[DATA EXTRACT]
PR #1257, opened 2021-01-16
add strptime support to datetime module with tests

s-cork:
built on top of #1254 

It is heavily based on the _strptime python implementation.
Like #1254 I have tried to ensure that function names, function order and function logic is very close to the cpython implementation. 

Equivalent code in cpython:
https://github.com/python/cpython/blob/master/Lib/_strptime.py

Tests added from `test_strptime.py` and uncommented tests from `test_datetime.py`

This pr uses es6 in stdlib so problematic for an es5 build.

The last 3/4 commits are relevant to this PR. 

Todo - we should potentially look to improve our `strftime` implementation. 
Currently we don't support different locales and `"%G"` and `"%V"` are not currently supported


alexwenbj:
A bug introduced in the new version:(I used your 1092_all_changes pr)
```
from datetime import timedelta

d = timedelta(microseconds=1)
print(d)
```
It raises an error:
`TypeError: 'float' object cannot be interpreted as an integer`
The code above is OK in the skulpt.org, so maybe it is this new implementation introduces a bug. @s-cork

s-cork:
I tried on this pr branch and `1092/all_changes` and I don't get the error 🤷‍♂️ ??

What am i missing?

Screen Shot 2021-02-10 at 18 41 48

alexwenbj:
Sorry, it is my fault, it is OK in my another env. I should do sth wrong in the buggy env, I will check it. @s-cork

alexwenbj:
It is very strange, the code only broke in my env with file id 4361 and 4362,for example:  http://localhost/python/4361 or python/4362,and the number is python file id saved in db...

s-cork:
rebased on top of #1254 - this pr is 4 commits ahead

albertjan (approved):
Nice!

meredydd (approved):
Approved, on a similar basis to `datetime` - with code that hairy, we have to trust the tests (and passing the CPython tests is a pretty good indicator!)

[TO DO]
Count how many lines in the records hold the string "implementation"; reply with the number alone.

[ANSWER BELOW]
4